You see, I own a mulching mower. I’ve owned battery operated mulching mowers for about fifteen years now, since my Seattle neighbor Chip Parker and I decided to share the cost and ownership of a mulching mower in that city’s promotional event.

When I moved from my small, flat property in Seattle to my bigger, hilly lot in Southwest Washington, though, I didn’t realize the difference the terrain would have on my enjoyment of mowing a lawn with a mulching mower. It’s a fairly sized lawn, so I figured I should get a fairly sized mower.  I moved on Labor Day weekend and the next week had some pretty good sales on mowers, so I decided to just GO FOR IT in the world of lawn maintenance and get a big, mulch-anything HOG of a mulching mower.

See, I really like mulching while I mow. I like a nice, green lawn that rarely if ever needs watering. I like mowing without raking. I like mowing and being DONE rather than having a series of steps to go through before finishing. I like the environmental benefits of mulching mowers such as no yard waste for the dump, no gas fumes (it’s battery operated!) and the lessened need for water to keep it green.

BUT nothing’s perfect and I don’t like the grass clippings that come with me into my house on the bottom of my shoes (and have prompted me to become a no-shoes house) or the inherent weight of the mower as I lug it up and down that hilly lawn portion at the bottom of my driveway. Nor do I like the fact that a mulching mower will pick up any and all existing weeds and spread little weed babies all over the next few feet of lawn as it goes about its task. And living in the Pacific Northwest where lawns are often wet and/or dewy I often have to wait for the lawn to be really dry if I don’t want to end up with a long expanse of lumpy, brown gobs of grass scattered amongst the rich, green mole hill terrain.

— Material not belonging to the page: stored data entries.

PR #2367, opened 2023-06-08
EAMxx: allow CoarseningRemapper to handle strided subfields

bartgol:
This PR allows to run the CoarseningRemapper on fields that are strided subfields of other fields. It also fixes an issue within the Field class impl, that caused errors with strided fields.

To confirm things work as expected, I ran an ne30 case, with two output streams (one on ne30pg2 grid, and one remapped to ne4pg2). I then ran ncremap on the ne30 output and compared it to the ne4 output. The two are not bfb, due to how accumulations are done as well as to the fact that EAMxx runs in double precision, while the nc file contain single precision fields. The diffs, however, are within roundoff:
```
23c23
< -0.06780888
---
> -0.06780889
28c28
< -0.001327516
---
> -0.001327515
67c67
< -0.0007315932
---
> -0.0007315931
...
```

One last thing to do: add a remapped output stream to one of our ne30 nightly tests.

### DIFF
--- a/components/eamxx/src/share/field/field_impl.hpp
+++ b/components/eamxx/src/share/field/field_impl.hpp
@@ -200,8 +200,10 @@ deep_copy_impl (const Field& src) {
   //       field might be a subfield of another. We need the reshaped view.
   //       Also, don't call Kokkos::deep_copy if this field and src have
   //       different pack sizes.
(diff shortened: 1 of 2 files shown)


tcclevenger (approved):
Looks good.

bartgol:
I will add the coarsening test in a followup PR.

PR #2369, opened 2023-06-08
Update nudging atm process member variables

tcclevenger:
Fixes [scream_unit_tests_cuda_mem_check ](https://my.cdash.org/build/2348064) fails for the nudging test. Issue was member variables were being directly used inside `parallel_for()` functors, instead of local copies. 

Changed the following
- Use `m_*` naming for all member variables (naming made the error hard to detect)
- Removed some member variables that were only used locally inside a single function
- Remove member views, only keeping map of views that then local copies are made directly before parallel_fors.

### DIFF
--- a/components/eamxx/src/physics/nudging/eamxx_nudging_process_interface.cpp
+++ b/components/eamxx/src/physics/nudging/eamxx_nudging_process_interface.cpp
@@ -7,9 +7,8 @@ namespace scream
 // =========================================================================================
 Nudging::Nudging (const ekat::Comm& comm, const ekat::ParameterList& params)
   : AtmosphereProcess(comm, params)
-{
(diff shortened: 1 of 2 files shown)


jgfouca (approved):
Nice! So this caught a real problem?

tcclevenger:
> Nice! So this caught a real problem?

Yeah, I would say memcheck definitely catches real issues. And initcheck from the other PR caught 2 things that should have been fixed (unused view, unneeded deep_copy) although maybe that was by coincidence? I.e., that could still be happening many places and won't get caught.

racecheck is one that I'm not sure the current errors are useful. I'll look at the `--print-level` option to see if maybe changing to only printing errors is better (right now I _think_ we are failing because we are printing warnings).

PR #2370, opened 2023-06-08
Got mam4 standalone test working

jeff-cohere:
This PR incorporates lots of changes reflecting work done by me and @pbosler to continue integrating mam4xx into eamxx. We've created a standalone uncoupled test driver similar to those for P3 and SHOC and are using it to characterize the behavior of aerosol nucleation over several columns with a configuration that is easy to understand. We've also been working on an E3SM (F-case) simulation using this branch and are hoping to have something interesting to show for the E3SM all-hands meeting later this month.

As with prior EAGLES-related PRs, all of this code is protected by the `SCREAM_ENABLE_MAM` CMake option, which is `FALSE` by default. This is mainly because mam4xx requires C++17, and SCREAM isn't there yet. @pbosler and I will continue our integration process using feature branches, but this PR is our way of gradually introducing code into SCREAM.

The uncoupled test itself runs to completion, meaning that all required and updated fields are properly requested from the atmosphere driver. The data itself isn't correct yet--that's the next step! We had to make a few more disruptive changes to haero and mam4xx to get all these field requests to work properly, but it looks like we're through those obstacles.

After this PR is merged, we'll continue our integration process in one or more feature branches. At any time, please let @pbosler and I know if you have questions or concerns.


components/eamxx/src/physics/mam/eamxx_mam_microphysics_process_interface.hpp
```diff
@@ -0,0 +1,369 @@
...
+
+  Logger logger;
+
+  // number of horizontal columns and vertical levels
+  int ncol_, nlev_;
+
+  // Atmosphere processes often have a pre-processing step that constructs
+  // required variables from the set of fields stored in the field manager.
+  // This functor implements this step, which is called during run_impl.
+  struct Preprocess {
```
bartgol, line 90: I know we do it in P3 and SHOC too, so this is fine, but the pre/post process structs (and their impl) are not really well fit in this header. Perhaps a pimpl would be appropriate here.

components/eamxx/src/physics/mam/eamxx_mam_microphysics_process_interface.hpp
```diff
@@ -0,0 +1,369 @@
...
+  using view_2d       = typename KT::template view_2d<Real>;
+  using const_view_1d = typename KT::template view_1d<const Real>;
+  using const_view_2d = typename KT::template view_2d<const Real>;
+
+  // unmanaged views (for buffer and workspace manager)
+  using uview_1d = Unmanaged<typename KT::template view_1d<Real>>;
+  using uview_2d = Unmanaged<typename KT::template view_2d<Real>>;
+
+  // a quantity stored in a single vertical column with a single index
+  using ColumnView = mam4::ColumnView;
```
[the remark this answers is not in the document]
bartgol: Ah, I missed `aero_config_`. Though, tbh, that could be stored as a ptr, and the type simply fwd declared...

components/eamxx/src/physics/mam/CMakeLists.txt
```diff
@@ -1,11 +1,11 @@
 add_library(mam eamxx_mam_microphysics_process_interface.cpp)
 target_compile_definitions(mam PUBLIC EAMXX_HAS_MAM)
 add_dependencies(mam mam4xx_proj)
-target_include_directories(mam PRIVATE
+target_include_directories(mam PUBLIC
```
bartgol, line 4: Since you link mam4xx and haero below, do you really need these includes here?

components/eamxx/src/physics/mam/eamxx_mam_microphysics_process_interface.hpp
jeff-cohere: Yeah, that might be best in the end. Do you mind if we wait till things are further along before we do this sort of stuff? The pimpl pattern would require us to move more code out of the header (which is good, but I prefer getting things to work "at all" before cleaning up).

components/eamxx/src/physics/mam/CMakeLists.txt
jeff-cohere: I just removed this line and the headers weren't found, so evidently we do need them.

components/eamxx/src/physics/mam/eamxx_mam_microphysics_process_interface.hpp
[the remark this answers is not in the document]
jeff-cohere: Yeah, I'd like to clean this stuff up as we get more comfortable with all the moving parts.

components/eamxx/tpls/CMakeLists.txt
```diff
@@ -22,6 +22,24 @@ if (SCREAM_ENABLE_MAM)
...
+  endif()
+
+  # Normalize CMAKE_BUILD_TYPE.
+  string(TOLOWER "${CMAKE_BUILD_TYPE}" lc_build_type)
+  if (${lc_build_type} STREQUAL "debug")
+    set(mam_build_type "Debug")
+  elseif(${lc_build_type} STREQUAL "release")
+    set(mam_build_type "Release")
+  else()
+    set(mam_build_type "Debug") # when in doubt...
```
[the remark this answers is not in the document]
jeff-cohere: Removed.

components/eamxx/src/physics/mam/CMakeLists.txt
bartgol: It's obv a minor thing, so not really important. But I suspect the problem is with the imported target, which do not store any information regarding include dirs. If [here](https://github.com/E3SM-Project/scream/blob/580beae6b310c11c0f34ba9041ae63fdda99bbac/components/eamxx/tpls/CMakeLists.txt#L72) and [here](https://github.com/E3SM-Project/scream/blob/580beae6b310c11c0f34ba9041ae63fdda99bbac/components/eamxx/tpls/CMakeLists.txt#L97) you also do something like
```
target_include_directories (mam4xx PUBLIC ${MAM4XX_INSTALL_PREFIX}/${CMAKE_INSTALL_INCLUDEDIR})
```
then you don't need these. Though you may argue it's a potato potatoe kind of difference...

bartgol (approved):
My comments were more style than anything else. This PR is ok to merge.

jeff-cohere:
Thanks, Luca. I'll put it on my list to give this the pimpl treatmenr in a later PR.

Issue #2602, opened 2023-11-20
``FieldLayout`` with new FieldTag


odiazib:
In order to use the ``AtmosphereInput class`` to read a variable from a netcdf file, one needs to pass the variable’s layout, which is an instantiation of the ``FieldLayout`` class. To construct a FieldLayout instance, we need to pass a FieldTag (an enum) and an integer. 

For example, 
```
FieldLayout scalar_refindex_real_sw_layout { {SWBAND, NREFINDEX_REAL},
                                     {nswbands,
                                      refindex_real} };
```
The limitation with the FieldTag enum defined [here]( https://github.com/E3SM-Project/scream/blob/7cb3c208c7a9367b55ee656de794533ed2e9dbfe/components/eamxx/src/share/field/field_tag.hpp#L27) is that one needs to add a new enum if the name of a dimension from a variable in the netcdf file is not listed in this part of the code. 

For example, for the layout of the variable `refindex_real_sw` with the following information:
```
double refindex_real_sw(sw_band, refindex_real) ;
                refindex_real_sw:long_name = "real refractive index of aerosol - shortwave" ;
```
One needs to add two new enums to the list of FieldTag. Note that in FiledTag ,there is also an enum with name of [ShortWaveBand](https://github.com/E3SM-Project/scream/blob/7cb3c208c7a9367b55ee656de794533ed2e9dbfe/components/eamxx/src/share/field/field_tag.hpp#L101) with name ``swband``, which is equivalent to the first dimension of `refindex_real_sw`, ``sw_band``, but one cannot use this tag because of the underscore symbol “_”.  

As the comment [here]( https://github.com/E3SM-Project/scream/blob/7cb3c208c7a9367b55ee656de794533ed2e9dbfe/components/eamxx/src/share/field/field_tag.hpp#L36), is there a better way or more flexible way of adding new field tags? Or can one have the option of using a std:string instead of FliedTag to set a new layout?
```
For example, 
FieldLayout scalar_refindex_real_lw_layout { {“sw_band”, “refindex_real”},
                                     {nlwbands,
                                      refindex_real} };  
```

bartgol:
I'm going to start working on this next.

bartgol:
[...]

PR #2620, opened 2023-12-01
Store tag names inside FieldLayout

### LINKED ISSUE #2601: AtmosphereInput and non-time dependent variables
I am getting the following error when using the ``AtmosphereInput class`` to read non-time dependent variables with more than two dimensions.  

``PIO: FATAL ERROR: Aborting... Extra outermost dimensions must have lengths of 1 (e3sm_repo/externals/scorpio/src/clib/pio_darray_int.c: 1358)``

As example, here are more details for a non-time dependent variable (``refindex_real_sw``) of two dimensions. 

NetCDF file is used by mam4 in e3sm v2: ``inputdata/atm/cam/physprops/mam4_mode2_rrtmg_c130628.nc``
This is the code that I am using: 

```
std::string tables_filename_mode4 = "mam4_mode4_rrtmg_c130628.nc";
ekat::ParameterList rrtmg_params;
rrtmg_params.set("Filename",tables_filename_mode4);
rrtmg_params.set<strvec_t>("Field Names",{"refindex_real_sw"});
// Note: Field tags were added to the code. 
FieldLayout scalar_refindex_real_lw_layout { {LWBAND, NREFINDEX_REAL},
                                     {nlwbands,
                                      refindex_real} };
std::map<std::string,FieldLayout>  layouts;
layouts.emplace("refindex_real_sw", scalar_refindex_real_sw_layout);
std::map<std::string,view_1d_host> host_views;
auto refindex_real_lw_host = view_2d_host("refrtablw_real_host", nlwbands, refindex_real);
 host_views["refindex_real_sw"]
   = view_1d_host(refindex_real_sw_host.data(),
   refindex_real_sw_host.size());
AtmosphereInput mode4_rrtmg(rrtmg_params, grid_, host_views, layouts);
mode4_rrtmg.read_variables();
mode4_rrtmg.finalize();
```

The above code compiled without issues, but produced the error mentioned above. 

Checking the PIO FATAL ERROR:[see here](https://github.com/E3SM-Project/scorpio/blob/de0b1ca2200f62c6eb5e3fd40147965409e97123/src/clib/pio_darray_int.c#L1357)

First, scorpio computes the number of extra dimensions with this equation:

``int num_extra_dims = (vdesc->record >= 0 && fndims > 1)? (ndims - (fndims - 1)) : (ndims - fndims);``
[see here](https://github.com/E3SM-Project/scorpio/blob/de0b1ca2200f62c6eb5e3fd40147965409e97123/src/clib/pio_darray_int.c#L1352
)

But when a rare stretch of sunny days arrives I often choose to go do something fun away from home and the lawn grows to twice its length while I’m out procrastinating. The next rain squall inspires more growth. And when the sun returns I’m faced with a two-day project of mowing the lawn because the battery in the mower won’t take me from beginning to end of the project in one day because I have to repeat the process on the especially long and damp segments of grass! So I procrastinate more.

Well, two days ago I began mowing the hip-high lawn. And then I finished mowing it yesterday by getting the tall, uncut sections I’d passed up the day before. I went around the mole hills, vowing to call the mole-killer today and admit defeat in my efforts to repel the two moles who’d begun the yearly assault on my fantasies of a smooth, green, turf-like scene of serenity.

But a funny thing began to happen as I looped my way through the job: I began to sing that song of Carly Simon’s and recall an earlier time in my life when I’d been young and carefree and pretty optimistic about where I was headed in my adult life. So as I steadily worked my way through that dramatic “before” and “after” transformation we mowers know so well, it was fun to hear the singing voice inside my head move from “Anticipation” to “Procrastination” and my growth from the idealism and fantasy of my college youth to the ownership and reality of having to mow my own lawn.

As I mowed, I looked at what I’m procrastinating about in my life right now and if it’s because I’m anticipating a fantasy ending that isn’t comfortable. So I decided I didn’t know, but I could find out by mowing down the obstacles I was imagining and instead go forth into the landscape of me which now exists and…

Ergo, here I am at my new blog, pushing myself to see if daily postings will truly take me to where I want to be as a woman writer while avoiding turning this process into a self-therapy session in text form! I have begun, and now I’m going to go perform the profound task of vacuuming the grass clippings off of my living room rug.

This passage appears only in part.